Once Paul has established and clarified that the gifts are various Spirit-shaped, Grace-expressive enablings by which the Church community equips one another with Christ-like maturity, in 1 Corinthians 12:29-30, he states a conundrum—not every believer has the same gift. Not every follower has the same function. It’s a conundrum that can create some concern within one’s soul. Do I have a spiritual gift? How can I discover it? How might I develop it?
Paul’s solution is to cut through the confusion with a simple, but excellent way forward. It’s called Love.

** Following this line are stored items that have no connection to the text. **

PR #2303, opened 2022-08-10
BB-263 Blacklist lifecycle buckets and accounts

nicolas2bert:
More insight related to this PR: https://scality.atlassian.net/browse/S3C-6042

The Conductor's config will look like this:

```
"conductor": {
             ...
              "filter": {
                  "deny": {
                      "buckets": ["bucket1", "bucket2"],
                      "accounts": ["account1:be288756448dc58f61482903131e7ae533553d20b52b0e2ef80235599a1b9143"]
                  }
              }
          },
```

### DIFF
--- a/extensions/lifecycle/conductor/LifecycleConductor.js
+++ b/extensions/lifecycle/conductor/LifecycleConductor.js
@@ -19,6 +19,7 @@ const { AccountIdCache } = require('../util/AccountIdCache');
 
 const DEFAULT_CRON_RULE = '* * * * *';
 const DEFAULT_CONCURRENCY = 10;
+const ACCOUNT_SPLITTER = ':';
 
 const LIFEYCLE_CONDUCTOR_CLIENT_ID = 'lifecycle:conductor';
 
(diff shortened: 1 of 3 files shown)


nicolas2bert:
@bert-e reset

nicolas2bert:
@bert-e reset

extensions/lifecycle/conductor/LifecycleConductor.js
```diff
@@ -325,12 +367,15 @@ class LifecycleConductor {
...
                                 isTruncated = result.IsTruncated;
-                                nEnqueued += result.Contents.length;
 
                                 result.Contents.forEach(o => {
                                     marker = o.key;
                                     const [canonicalId, bucketName] = marker.split(constants.splitter);
-                                    queue.push({ canonicalId, bucketName });
+
+                                    if (!this._isBlacklisted(canonicalId, bucketName)) {
+                                        nEnqueued += 1;
```
rachedbenmustapha, line 377: I think keeping a count of the skipped ones as well (logging it alongside `nEnqueued`) would be helpful.

extensions/lifecycle/conductor/LifecycleConductor.js
```diff
@@ -325,12 +367,15 @@ class LifecycleConductor {
...
+                                        queue.push({ canonicalId, bucketName });
+                                    }
```
rachedbenmustapha, line 387: Potential optimization here: at the end of the loop, if the last entry was a denied account id, there's a good chance that the next "page" also starts with the same account, and with bad luck, could go on for several thousands of pages.

We could cheat in this specific case by overriding the marker, to start listing at the next canid (would be trivial with an allowlist-style rule but here it needs a trick). For example:
- last entry of `Contents` is `abcdef:bucketfoo`
- (next list probably starts with `abcdef:bucketbar`)
- (could be several millions of entries to list and evaluate)
- after the `Contents.forEach` loop, if the last entry was skipped:
- overwrite the marker with `abcdef;` (because `;` is immediately after `:`)
- the next listing will start at the next available unskipped account

rachedbenmustapha (commented):
Overall the implementation looks good, just an optional suggestion to save a potential few million bucket listing entries. Maybe I'm overly optimistic, just something to consider.

extensions/lifecycle/conductor/LifecycleConductor.js
```diff
@@ -95,9 +96,34 @@ class LifecycleConductor {
         // - some entries are expired for each listing
         this._accountIdCache = new AccountIdCache(this._concurrency);
 
+        const blacklist = (this.lcConfig.conductor.filter && this.lcConfig.conductor.filter.deny) || {};
```
miniscruff, line 99: There was a push a few years ago around switching from the terms whitelist and blacklist to alternatives ( see https://9to5google.com/2020/06/12/google-android-chrome-blacklist-blocklist-more-inclusive/ ). Just something to consider. Also you could do: `this.lcConfig.conductor.filter?.deny || {}`

nicolas2bert: Unfortunately, optional chaining is not supported yet on this version.

rachedbenmustapha (approved):

nicolas2bert:
ping

naren-rajendran (approved):

nicolas2bert:
@bert-e approve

“If I speak in the tongues of mortals and of angels, but do not have love, I am a noisy gong or a clanging cymbal. And if I have prophetic powers, and understand all mysteries and all knowledge, and if I have all faith, so as to remove mountains, but do not have love, I am nothing. If I give away all my possessions, and if I hand over my body so that I may boast, but do not have love, I gain nothing.” (1 Corinthians 13:1-3)
In these sledge-hammering comments, Paul clarifies that if the giftings are not expressed in and through Love, the gifts will not facilitate the common good the Spirit meant to manifest. If our gifts are not channeled by Love, the Spirit will be unable to use His graces-in-us to shape a Christlike community. With the efficiency of the giftings appearing to depend on whether Love is present, it would then seem that Love is both the way of discovering our giftings and the means of disciplining ourselves for their use.
“Love is patient; love is kind; love is not envious or boastful or arrogant or rude. It does not insist on its own way; it is not irritable or resentful; it does not rejoice in wrongdoing, but rejoices in the truth. It bears all things, believes all things, hopes all things, endures all things. Love never ends.” (1 Corinthians 13:4-8)
A careful look at Paul’s famous Love passage here suggests at least two aspects of Love that relates to the discovery and development of our spiritual gifts.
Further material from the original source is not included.